§ **Brief**:
In the records below, some lines contain the word "nullability". Copy each of them.

[Collected data]
----
PR #1333, opened 2026-04-28
Enable nullable reference types in selected test projects

meziantou:
## Why
These test projects had nullable reference types explicitly disabled, which hides potential nullability issues in tests and makes diagnostics less consistent with the rest of the repo.

## What changed
- Removed `<Nullable>disable</Nullable>` from:
  - `Meziantou.Framework.SimpleQueryLanguage.Tests`
  - `Meziantou.Framework.SingleInstance.Tests`
  - `Meziantou.Framework.Slug.Tests`
  - `Meziantou.Framework.SnapshotTesting.Tests`
  - `Meziantou.Framework.StronglyTypedId.Tests`
- Updated `StronglyTypedIdSourceGeneratorTests` to satisfy nullable analysis without changing test behavior by using nullability annotations, `Assert.NotNull(...)`, and null-forgiving where appropriate.

## Notes
- `Meziantou.Framework.StronglyTypedId.GeneratorTests` did not contain `<Nullable>disable</Nullable>` in its csproj, so no csproj change was needed there.
- The `<Nullable>disable</Nullable>` text inside `SnapshotEndToEndTests.cs` is part of test source content and was intentionally left unchanged.

## Validation
- Built all 6 requested test projects.
- Ran tests for all 6 requested test projects.
- Ran required scripts:

### DIFF
--- a/tests/Meziantou.Framework.SimpleQueryLanguage.Tests/ExpressionQueryBuilderTests.cs
+++ b/tests/Meziantou.Framework.SimpleQueryLanguage.Tests/ExpressionQueryBuilderTests.cs
@@ -158,6 +158,6 @@ public sealed class ExpressionQueryBuilderTests
     {
         public int Int32Value { get; set; }
         public long Int64Value { get; set; }
-        public string StringValue { get; set; }
+        public string StringValue { get; set; } = "";
     }
 }
--- a/tests/Meziantou.Framework.SimpleQueryLanguage.Tests/ExpressionQueryBuilderTests.cs
+++ b/tests/Meziantou.Framework.SimpleQueryLanguage.Tests/ExpressionQueryBuilderTests.cs
@@ -158,6 +158,6 @@ public sealed class ExpressionQueryBuilderTests
     {
         public int Int32Value { get; set; }
         public long Int64Value { get; set; }
-        public string StringValue { get; set; } = "";
+        public string? StringValue { get; set; }
     }
 }
--- a/tests/Meziantou.Framework.SimpleQueryLanguage.Tests/QueryBuilderTests.cs
+++ b/tests/Meziantou.Framework.SimpleQueryLanguage.Tests/QueryBuilderTests.cs
@@ -863,6 +863,6 @@ public sealed class QueryBuilderTests
         public DateTime DateTimeValue { get; set; }
         public DateTimeOffset DateTimeOffsetValue { get; set; }
         public DayOfWeek DayOfWeekValue { get; set; }
-        public string StringValue { get; set; } = "";
+        public string? StringValue { get; set; }
     }
 }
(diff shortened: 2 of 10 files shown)


tests/Meziantou.Framework.SimpleQueryLanguage.Tests/ExpressionQueryBuilderTests.cs
```diff
@@ -158,6 +158,6 @@ private sealed class Sample
     {
         public int Int32Value { get; set; }
         public long Int64Value { get; set; }
-        public string StringValue { get; set; }
+        public string StringValue { get; set; } = "";
```
meziantou:
```suggestion
        public string? StringValue { get; set; }
```

tests/Meziantou.Framework.SimpleQueryLanguage.Tests/QueryBuilderTests.cs
```diff
@@ -863,6 +863,6 @@ private sealed class Sample
         public DateTime DateTimeValue { get; set; }
         public DateTimeOffset DateTimeOffsetValue { get; set; }
         public DayOfWeek DayOfWeekValue { get; set; }
-        public string StringValue { get; set; }
+        public string StringValue { get; set; } = "";
```
meziantou:
```suggestion
        public string? StringValue { get; set; }
```

tests/Meziantou.Framework.StronglyTypedId.Tests/StronglyTypedIdSourceGeneratorTests.cs
```diff
@@ -84,7 +84,7 @@ .. dlls.Select(loc => MetadataReference.CreateFromFile(loc)),
             Assert.True(result.Success);
         }
 
-        return (runResult, outputCompilation, result.Success ? outputStream.ToArray() : null, pdbStream.ToArray());
+        return (runResult, outputCompilation, result.Success ? outputStream.ToArray() : null!, pdbStream.ToArray());
```
meziantou: Update the method signature to allow null instead of using `null!`.

tests/Meziantou.Framework.SimpleQueryLanguage.Tests/ExpressionQueryBuilderTests.cs
meziantou: Applied, thanks. I changed `StringValue` to `string?` in this test `Sample` type so nullability matches how test instances are created.

tests/Meziantou.Framework.SimpleQueryLanguage.Tests/QueryBuilderTests.cs
meziantou: Applied here as well. `StringValue` is now `string?` in this test `Sample` type for the same nullability reason.

tests/Meziantou.Framework.StronglyTypedId.Tests/StronglyTypedIdSourceGeneratorTests.cs
meziantou: Good catch. I updated `GenerateFiles` to return `byte[]?` for `Assembly` and replaced `null!` with `null`, keeping behavior unchanged.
----
§ **Task response**:
These test projects had nullable reference types explicitly disabled, which hides potential nullability issues in tests and makes diagnostics less consistent with the rest of the repo.
- Updated `StronglyTypedIdSourceGeneratorTests` to satisfy nullable analysis without changing test behavior by using nullability annotations, `Assert.NotNull(...)`, and null-forgiving where appropriate.
meziantou: Applied, thanks. I changed `StringValue` to `string?` in this test `Sample` type so nullability matches how test instances are created.
meziantou: Applied here as well. `StringValue` is now `string?` in this test `Sample` type for the same nullability reason.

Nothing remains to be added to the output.